The main theme of the play is thus clearly outlined by Macbeth's soliloquy: evil itself is unnatural, and when unleashed it transforms reality into a wicked dream. The figure of Hecate, the Greek goddess of the underworld and of witchcraft at the same time, is meant to emphasize the turning of the natural into the preternatural. Also, the adjective that Macbeth uses to describe murder, "wither'd," suggests that the bloody killings are first of all a crime against nature, a force that not only destroys what it aims at but sears and withers all nature. There is significant emphasis on the natural imagery of the play, like in King Lear for example, suggesting that nature itself cannot remain indifferent to the acts of man. If in King Lear the whole nature seems to burst into a tempest similar to the king's madness, in Macbeth nature collapses into an ultimate chaotic state, in which the laws of nature are reversed and confused. As L.C. Knights observes in his study entitled Macbeth: A Lust for Power, the forces of evil obliterate the light of reason in man and bring about utter disorder in nature: "Well before the end of the first act we are in possession not only of the positive values against which the Macbeth evil will be defined but of the related aspects of that evil, which is simultaneously felt as a strained and unnatural perversion of the will, an obfuscation of the clear light of reason, a principle of disorder (both in the "single state of man" and in his wider social relations), and a pursuit of illusions."(Bloom, 41) Any act of evil is seen thus to change the basic structure of the universe and to transform nature into a desolated chaos.

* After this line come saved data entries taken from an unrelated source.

PR #270, opened 2017-12-28
DICOM viewer: zoom and pan support

Serhiy-Shekhovtsov:
Enabled window width and window center adjustment. Enabled zooming and panning. 
Updated the `NoduleMarker` component to rescale and move the marker accordingly.
Fixed bug - moving slider to cached slices didn't show those slices.

#240 

## Screenshot
zoom, pan

## CLA

### DIFF
--- a/interface/frontend/src/components/common/NoduleMarker.vue
+++ b/interface/frontend/src/components/common/NoduleMarker.vue
@@ -1,6 +1,6 @@
 <template>
   <vue-draggable-resizable class="nodule-marker" :class="{ overlapped: markerOverlappedBySlice }"
-                           v-if="scaledMarker" :x="scaledMarker.x" :y="scaledMarker.y"
+                           v-if="dynamicMarker" :x="dynamicMarker.x" :y="dynamicMarker.y"
                            :w="markerImageSize" :h="markerImageSize"
                            :minw="markerImageSize" :minh="markerImageSize"
                            :resizable="false" v-on:dragstop="onDragFinished">
@@ -16,9 +16,7 @@
     components: {VueDraggableResizable},
     name: 'open-dicom',
     props: {
-      zoomRate: null,
-      offsetX: null,
-      offsetY: null,
+      translation: null,
       marker: null,
       sliceIndex: {
         type: Number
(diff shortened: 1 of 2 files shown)


interface/frontend/src/components/common/NoduleMarker.vue
```diff
@@ -38,42 +36,60 @@
...
-        const val = this.scaledMarker.z !== this.sliceIndex
-        return val
-      }
-    },
-    methods: {
       onDragFinished (x, y) {
-        var scaledX = x / this.zoomRate + this.offsetX + this.markerImageSize / 2
-        var scaledY = y / this.zoomRate + this.offsetY + this.markerImageSize / 2
+        var scaledX = x
+        var scaledY = y
```
louisgv: If mutable, `let` should be preferred over `var`. However, I would suggest doing it like so:

```
const scaled = this.translation
    ? {
             x : Math.round((x + this.markerImageSize / 2 - this.translation.offsetX) / this.translation.scale),
             y : Math.round((y + this.markerImageSize / 2 - this.translation.offsetY) / this.translation.scale)
        } 
    : { x, y }
         
    EventBus.$emit('nodule-marker-moved', scaled.x, scaled.y, this.sliceIndex)

```

interface/frontend/src/components/common/OpenDICOM.vue
```diff
@@ -1,20 +1,22 @@
 <template>
-  <div class="DICOM-container" style="width: 100%">
```
lamby: Please don't make unrelated changes in commits - when you use the word "and" or a command (",") in a commit message, it often means that you should split it up into separate commits - makes reviewing and discussion so much easier! (eg. why remove this style? you could explain here but "nobody" will look or can find at this review comment later alas..)

Serhiy-Shekhovtsov: @lamby noted! Will update my PR. Btw, this change is a part of fixing the bug with misinterpretation of the predicted coordinates.

Serhiy-Shekhovtsov: Moved to separate commit.

interface/frontend/src/components/common/NoduleMarker.vue
Serhiy-Shekhovtsov: Done :)

Serhiy-Shekhovtsov:
Looks like the build has been failing since [this PR](https://travis-ci.org/concept-to-clinic/concept-to-clinic/builds/322566530).

lamby:
Thanks!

It is not only the natural, physical environment that becomes extremely chaotic through evil, but the human nature as well. All through the play, Lady Macbeth calls upon the forces of evil to keep at bay the "compunctious visitings of nature." It is thus plainly shown that there can be no enactment of malignancy without a reversal of human nature: "The raven himself is hoarse / That croaks the fatal entrance of Duncan / Under my battlements. Come, you spirits / That tend on mortal thoughts, unsex me here, / and fill me from the crown to the toe top-full / of direst cruelty! make thick my blood; / Stop up the access and passage to remorse, / That no compunctious visitings of nature / Shake my fell purpose, nor keep peace between / the effect and it!"(1.5.40-51) the invocation that Lady Macbeth addresses to the spirits, urging them to "unsex her" is also significant: what she asks for is to be made infertile, and therefore to be herself transformed into an unnatural being, that can have enough force to murder. The chain of murders that follow the initial murder of Duncan also points to the fact that once unleashed, the malefic forces will take over man and nature and will be very hard to stop. Also, Lady Macbeth's frequent complaints against Macbeth's nature which is, according to her too human for murder, evince the same idea that wickedness can only reign when humanity and naturalness are somehow suffocated. The tyranny of evil is thus the equivalent of a reversal of nature. When Macbeth is hunted by Duncan's ghost, he realizes the stabs looked like " a breech in nature"(2.3.139), thus suggestively linking the murderous marks on the human body with the marks that such an act inevitably leaves upon nature, emptying it of its meaning. The holes in nature are symbolic and point to the hollowness of evil, its basic unnaturalness that recalls the image of chaos and of void. Everything is ultimately reversed. As Lady Macbeth urges her husband, he has to pretend and look like a "innocent flower" with a serpent underneath it (1.5. 73-74). Again, this imagery taken from nature suggests that humanness must be curbed and used only as a mask, in order to perform evil.